Bond of romantic love

With all the amenities provided by modern nation states, lone mothers are hard pressed to care for their young while also providing for them. Without a welfare or support net, the task gets almost impossible. That is where fathers come in. Having an attentive male greatly improves the chances of an infant’s survival. For this to happen, a relatively long-term bond needs to form between female and male, one that keeps fathers interested in their partners and, by extension, children. That is the evolutionary basis of the bond we know as romantic love. It is strengthened by adaptations like the one enabling human females to be sexually receptive even when they are infertile. There are hundreds of subtler behaviours and traits, far more than we can enumerate, that go into strengthening the bond. It has developed, after all, over hundreds of thousands of years, based on the inter-connected and mutually reinforcing development of bigger brains and early birth. That is what I meant when I wrote, “We think, therefore we love.”

There are a series of caveats that must follow such a strong, biologically-grounded explication of romantic love. First, though romantic love evolved gradually as a mechanism to help big-brained infants survive, it is not specifically directed toward that task, but independent of an individual’s parental prospects. This is similar to the hunting instinct in predators being tied in evolutionary terms to the need for food, but also necessarily independent of it, for if predators only hunted when they got hungry, many more would starve. Consider, in an analogous manner, the nature of the sex drive, which is obviously connected to child rearing in evolutionary terms, but works entirely independent of it as modern societies have demonstrated. Most modern couples attempt to restrict pregnancies without restricting sex.

Just as love is not linked to having children, it is not necessarily linked to persons one could have children with. It is perfectly natural to love members of one’s own sex. Variation, after all, is the driver of natural selection. While there are tremendous variations between individuals in the capacity to form long-term bonds or the directionality of desire, they are not exclusive to particular cultures. That is where the politics of Valentine’s Day becomes relevant.

In India, both the Left and Right get romantic love wrong. (Photo credit: Dibyangshu Sarkar / AFP)
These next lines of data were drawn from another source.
PR #3159, opened 2024-04-12
policy attachment: allow `targetRefs`

howardjohn:
Based on https://github.com/kubernetes-sigs/gateway-api/pull/2966. Note
that we do not HAVE to follow the GatewayAPI here; we can make our own
decision. There is, however, a general desire to allow multiple for
ergonomics.

In this proposal, I hide `targetRef`, but the API will remain + be
implemented forever. Implementation cost here is near zero, as we can
easily translate it to a single `targetRefs`; we just hide from docs to
push users toward the new ones.

PR #3160, opened 2024-04-12
EnvoyFilter: implement `targetRefs`

howardjohn:
This is the only API we have a `selector` without `targetRef`.

The motivation at the time was that waypoints don't official support
EnvoyFilter, and targetRef was primarily for waypoints.

However, targetRef can be used with all Kubernetes Gateway, including
for ingress, where EnvoyFilter is supported. Also, long term it will
support waypoint as well I assume; the earlier we add the field the less
migration pain there is.

This PR goes directly to `targetRefs` in line with
https://github.com/istio/api/pull/3159.


costinm:
Looks good to me, makes a lot of sense. 

BTW - worth taking a look at https://gateway.envoyproxy.io/v0.5.0/design/extending-envoy-gateway/ and https://gateway.envoyproxy.io/v0.5.0/design/envoy-patch-policy/ - while we are commited to never promote EnvoyFilter to v1, we can support APIs defined by other orgs or work with others to standardize common extensions for Envoy-based gateways.

costinm (approved):

networking/v1alpha3/envoy_filter.proto
```diff
@@ -847,6 +848,24 @@ message EnvoyFilter {
...
+  //
+  // If not set, the policy is applied as defined by the selector.
+  // At most one of the selector and targetRefs can be set.
+  //
+  // NOTE: If you are using the `targetRefs` field in a multi-revision environment with Istio versions prior to 1.22,
+  // it is highly recommended that you pin the policy to a revision running 1.22+ via the `istio.io/rev` label.
+  // This is to prevent proxies connected to older control planes (that don't know about the `targetRefs` field)
+  // from misinterpreting the policy as namespace-wide during the upgrade process.
+  //
+  // NOTE: Waypoint proxies are required to use this field for policies to apply; `selector` policies will be ignored.
```
keithmattix, line 866: nit: I don't think this is true yet; it's still behind a feature flag: https://github.com/istio/istio/blob/3ddb82391650bcff9808600c0af73b1101f88d0d/pilot/pkg/features/pilot.go#L216

keithmattix (approved):

ericvn (approved):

Universality of Valentine’s Day

Both the Left and Right get romantic love wrong. They do so by denying its universality and its profound biological roots. Conservatives in many lands treat it as a Western import, something particularly absurd in India which has a tradition of romantic tales stretching from the story of Shakuntala, mother of the legendary king who gave this country its name, to thousands of Indian films. Leftists do not threaten couples the way conservatives do, but they are equally wrong-headed in classifying love as a social construct, the way they classify most things under the sun as social constructs.
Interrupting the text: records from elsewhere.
PR #3171, opened 2024-04-23
cors: add unmatched_preflights

zirain:
xref: https://github.com/envoyproxy/envoy/pull/33051

Introduce `forward_not_matching_preflights` allow to return local reply when preflight origin does not match allowed origins.


networking/v1/virtual_service.proto
```diff
@@ -1366,6 +1366,11 @@ message CorsPolicy {
   // (not the preflight) using credentials. Translates to
   // `Access-Control-Allow-Credentials` header.
   google.protobuf.BoolValue allow_credentials = 6;
+
+  // Indicates whether preflight requests not matching the configured 
+  // allowed origin should be forwarded to the upstream. 
+  // Default is true for compatibility.
```
hzxuzhonghu, line 1372: should be false? It is a little wried to make a bool default value true

zirain: yes, should rename it and make it default false.

ramaraochavali: Better to call it "donot_forward_unmatched_preflights" if we want to use Bool or use the original name but change it to bool like Envoy. Either of it works

ramaraochavali (approved):
LGTM

networking/v1/virtual_service.proto
```diff
@@ -1366,6 +1366,11 @@ message CorsPolicy {
   // (not the preflight) using credentials. Translates to
   // `Access-Control-Allow-Credentials` header.
   google.protobuf.BoolValue allow_credentials = 6;
+
+  // Indicates whether preflight requests not matching the configured 
+  // allowed origin shouldn't be forwarded to the upstream. 
+  // Default is false.
+  google.protobuf.BoolValue donot_forward_unmatched_preflights = 8;
```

Romantic love is no social construct or foreign import. It went into the very creation of humanity; we would not exist as a species without it. The modes through which the bond between couples is expressed might change from place to place and generation to generation, but its essential nature remains unchanged.
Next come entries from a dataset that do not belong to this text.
PR #3173, opened 2024-04-26
Added support for configuring JWKS using local file

wulianglongrd:
fix https://github.com/istio/istio/issues/50196


howardjohn:
Is the real use case here "load from secret" and we are implementing it by "load from file" when its maybe not the best option? Or do we think file is a primary use case?

cc @louiscryan @costinm @aryan16

wulianglongrd:
JWKS is a public key set, so I don't think it is security sensitive.

howardjohn:
Isn't the use case in https://github.com/istio/istio/issues/50196 that is linked stating it is private for their use case?

wulianglongrd:
Oh yes. From what I understand, the `Secret` is just the way the file is stored, not how envoy perceives it? After the `Secret` is mounted to the container, is it just a normal text file to envoy? (I'm not familiar with kubernetes, I would be grateful if you could point out my mistake)

@ks-yim Can you describe your operation in detail? It would be nice to describe how envoy reads and uses mounted files. Thanks.

howardjohn:
> Oh yes. From what I understand, the Secret is just the way the file is stored, not how envoy perceives it? After the Secret is mounted to the container, is it just a normal text file to envoy? (I'm not familiar with kubernetes, I would be grateful if you could point out my mistake)

Correct. But Istio can also read Secrets directly and send them to envoy.

On that note - JWKS are generally considered public and shown directly in envoy config dumps, logs, etc. Secrets are not shown. This may be problematic

wulianglongrd:
No matter if the jwks is public or private, it should be public to envoy. We can use `Secret` or any other method to mount the file, as long as the end result for envoy is a readable `local file`.

I think this api just tells envoy to read a file from a certain address, and envoy doesn’t care why the file exists.

Also, like you said, if istio reads the `Secret` directly and sends it to envoy, then it will be directly shown in the envoy config dumps. But using files will not, so this api seems to have its purpose.

wulianglongrd:
I don't need this api right now, but I'm currently using jwt authentication. It seems to make sense to me and with this api it might be an option for me in the future.

hzxuzhonghu:
Loading jwks from local file is commonly used in microservice. But in istio managed no matter sidecar or gateway, mounting secret seems not that native.

ks-yim:
The motivation of https://github.com/istio/istio/issues/50196 was that there's no easy way to securely validate JWTs signed by symmetric key algorithms without leaking private jwks somewhere in plaintext and I wish istio has a native API to support this use case.

The original workflow that I had in mind was mounting a `Secret` that contains jwks as file onto istio-proxy container and let `jwt_authn` filter refer to the mounted file and I thought this can be achieved without excessive efforts because Envoy's `jwt_auhtn` has the feature built-in. jwks are not leaked because only the filename will be shown in the config dump.

This, though, requires users an extra work to mount the secret on their own to istio-proxy container and if there's still a room for improvement on how istio-proxy reads the secret, I am up for it.

wulianglongrd:
> > Also, like you said, if istio reads the `Secret` directly and sends it to envoy, then it will be directly shown in the envoy config dumps. But using files will not, so this api seems to have its purpose.
> 
> No, certificate private keys are sent from Secret to envoy and obscured in config dumps, logs, etc.

Send using SDS? Otherwise, how does it work?

wulianglongrd:
friendly ping @louiscryan @costinm @aryan16
 
Could you please take a look and provide some suggestions for improvement?

costinm:
How about just allowing jwksURI to use a file:// prefix ? I.e. just doc change in this PR.

wulianglongrd:
> How about just allowing jwksURI to use a file:// prefix ? I.e. just doc change in this PR.

I think it's good.

wulianglongrd:
Close, it looks like implementing it by extending jwksURI is possible.

vr:
@wulianglongrd How do you implement this by extending jwksURI ? i have just tried and i am blocked because jwksURI don't want file:// scheme

PR #3179, opened 2024-05-07
sort JWTRule after RequestAuthentication in the Istio docs.

craigbox:


howardjohn (approved):
Maybe outside of scope, but on the subject of docs here.. Jwtrule should not be its own page. Its something we only do for Jwtrule. JwtRule is basically just the spec of Request authentication

craigbox:
I agree but I didn't get as far as figuring out how to fix that 😁

hzxuzhonghu (approved):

I imagine a window opening in time, allowing us to look back 50,000 years. We peek at a scene in West Asia close to the location of the mythical Garden of Eden. A band of men has been out foraging or hunting and, as they turn to head home with the food they have collected, a youth spots a cluster of bright wildflowers blooming under a tree, the first sign of spring. Asking his mates to wait, he sprints across and plucks a few to take back to his partner. He does not say “Happy Valentine’s Day” while presenting the blossoms to her, but the lovers feel very much as millions of couples will do today when they greet each other with those words.